富山鹿島町教会

礼拝説教

「キリストにより結ばれて」
エゼキエル書 11章14〜25節
コロサイの信徒への手紙 2章19節

小堀 康彦牧師

 今日、私共はこの礼拝後に2006年度の教会総会を行います。すでにお手元に配られた教会総会の資料に目を通されたかと思いますが、今年の教会聖句は今お読みいたしましたコロサイの信徒への手紙2章19節の「この頭の働きにより、体全体は、節と節、筋と筋とによって支えられ、結び合わされ、神に育てられて成長してゆくのです。」という御言葉です。今朝は、この御言葉からこの2006年度の私共の歩みを示されてまいりたいと思います。この聖句はお気付きの方も多いと思いますが、4月9日の週報から、週報の表紙に記されておりました。週報の表紙について言いますと、宮窪長老の工夫で4月2日から日付が入り、又、4月9日から祈祷室のステンドグラスを清水律子姉がトレースして下さったものが描かれるようになりまして、少し表情が出たかなと思います。
さて、この2006年度の教会聖句でありますが、これを見てすぐに示されることは、私共の教会の交わりについてでありましょう。節と節、筋と筋とによって支えられ、結び合わされる。実にこの教会が、私共の体のように、互いに結び合わされ、支えられている交わりとなっているかということなのであります。
 私もこの教会に着任いたしまして3年目に入った訳ですが、近頃やっと、この講壇に立って、今日はあの人が居られない、今日はこの人が来ている、そんな風に見えるようになりました。それまでは、今日の礼拝に誰が来て、誰が来ていないのか、正直な所一人も漏らさないという程には判っておりませんでした。やっとこの教会の牧師らしくなってきたということなのだと思うのですが、皆さんはどうでしょうか。たとえ、毎週の礼拝のたびごとではないにしても、最近あの人が見えないな、というようなことを感じられているでしょうか。もっと言えば、教会員の名前と顔と、どれ程一致しているでしょうか。教会総会の資料にある教会員の名簿を見て、数えてみるのも良いのではないかと思います。全員の顔と名前を一致させることの出来る人は、それ程多くはないのではないでしょうか。もちろん、全ての人が互いに顔と名前と一致するということが、教会の交わりにおいてどうしても必要であるということではありません。しかし、たとえ全員のことが判らなくても、何人かの人とは互いに深く結び合い、支え合っているということは、どうしても必要なことではないかと思うのです。
 それは例えば、全員の人は判らないけれど、自分は教会学校の奉仕において、あるいは婦人会・壮年会の交わりにおいて、家庭集会において、互いに結び合い、支え合う交わりの中にあるということは、とても大切なことだと思うのです。それは別の言い方をすると、この教会の中に自分の居場所があるということでもあります。年老いた者も幼子も、古くからの人も最近来られた人も、皆が自分の居場所を持っている。そういう交わりを形成していくことが、今、私共の教会にとって大切なことであり、必要なことなのではないかと思わされるのであります。
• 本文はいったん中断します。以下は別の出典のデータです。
PR #7371, opened 2022-05-03
python: remove use of distutils - v2

jasonish:
Don't use distutils to install Python code, instead just use make.

Distutils is being deprecated and setuptools insists on working within the
scope of the system and not within our prefix, not allowing 2 versions of
Suricata-Update to be installed in different prefixes, among various other
issues.

As we have little to gain from using setuptools, and its less work to maintain
a Makefile than fight setuptools, just use make to install our Python code.

Requires a modification to Suricata-Update: https://github.com/OISF/suricata-update/pull/315

Recommended to backport to 6.0.x, but not 5.0.x.

Issue: https://redmine.openinfosecfoundation.org/issues/5313

suricata-update-pr: 315

PR #7698, opened 2022-08-05
python: remove use of distutils - v3

jasonish:
Don't use distutils to install Python code, instead just use make.

Distutils is being deprecated and setuptools insists on working within the
scope of the system and not within our prefix, not allowing 2 versions of
Suricata-Update to be installed in different prefixes, among various other
issues.

As we have little to gain from using setuptools, and its less work to maintain
a Makefile than fight setuptools, just use make to install our Python code.

Requires a modification to Suricata-Update: https://github.com/OISF/suricata-update/pull/315

Recommended to backport to 6.0.x, but not 5.0.x.

Issue: https://redmine.openinfosecfoundation.org/issues/5313

suricata-update-pr: 315

Previous PR: https://github.com/OISF/suricata/pull/7371
Changes from last PR:
- Portable usage of `install` command, tested on FreeBSD.

### DIFF
--- a/configure.ac
+++ b/configure.ac
@@ -117,42 +117,6 @@
        pymv="$($HAVE_PYTHON -c 'import sys; print(sys.version_info[[0]]);')"
     fi
 
-    # Check for python-distutils (setup).
-    have_python_distutils="no"
-    if test "x$enable_python" = "xyes"; then
-        AC_MSG_CHECKING([for python-distutils])
-	if $HAVE_PYTHON -c "import distutils; from distutils.core import setup" 2>/dev/null; then
-	   AC_MSG_RESULT([yes])
-	   have_python_distutils="yes"
-	else
-	   AC_MSG_RESULT([no])
-	fi
-    fi
-    AM_CONDITIONAL([HAVE_PYTHON_DISTUTILS],
-	[test "x$have_python_distutils" = "xyes"])
-    if test "$have_python_distutils" = "no"; then
-       echo ""
-       echo "    Warning: Python distutils not found. Python tools will"
-       echo "        not be installed."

 しかし、私は皆で仲良くしましょうというようなことを言いたいのではないのです。又、この与えられた聖句も、単に仲良くしましょうというようなことを告げているのでもありません。この御言葉は、「この頭の働きにより」と始まっております。「この頭」とは、主イエス・キリストです。主イエス・キリストを頭として、主イエス・キリストの働きによって、互いに支えられ、互いに結び合わされるのであります。そして、「神に育てられて成長してゆくのです。」と続いています。ここに示されているのは、互いに仲良くしましょうということとは、全く別のことです。この19節のイエス・キリストの働きによって、互いに支えられ、結び合わされ、神に育てられ、成長していくということは、6節にあります「あなたがたは、主キリスト・イエスを受け入れたのですから、キリストに結ばれて歩みなさい。」ということを展開する中で、告げられていることなのです。このコロサイの信徒への手紙2章の6節以下、2章の終わりまでの所は、主キリスト・イエスを受け入れた。主イエスを信じ、主イエスの名によるバプテスマを受けた。主イエスの救いの中に入れられた。だったら、キリストに結ばれた者としての歩みをするのが当然ではないか。それなのにどうして、むなしい哲学や星占いや新しい戒律や割礼といった、主イエス・キリストの救いの御業によって何の力も持たないものになってしまったものに心惹かれ、そんなものを教会の中に持ち込もうとするのか。それは、頭であるキリストにしっかり付いていない人のやることだ。そのように告げられているのです。キリストに結ばれている人は、頭であるキリストにのみ従う。キリストの救いの中に生きる。そこで、互いに支え合い、互いに結び合わされる交わりの中に生きる者となるということなのです。この頭であるキリストに結ばれ、キリストに従うという所においてきちんとしなければ、キリストを頭とする交わりは立たないのであります。
 ここで聖書が私共に告げる交わりは、お互いがしっかりと「キリストに結び合わされることによって生まれる交わり」なのです。キリスト以外の何かが救いには必要であるなどということが入り込んできますと、教会は必ず混乱するのであります。この聖句に示された交わりを形成していこうとする時に、何よりも大切なことは、キリストに結び合わされている、キリストのものとされている、キリストと共に葬られ、キリストと共に復活させられた、キリストの救いに与っているということです。このキリストによって救われたという事実の上に生きるということです。主イエスに救われたのだから、主イエスに救われた者として生きるという単純さが大切なのです。福音に生きる者の単純さ、単純な明るさと言っても良い。それが、この教会の交わりを包んでいるはずなのであります。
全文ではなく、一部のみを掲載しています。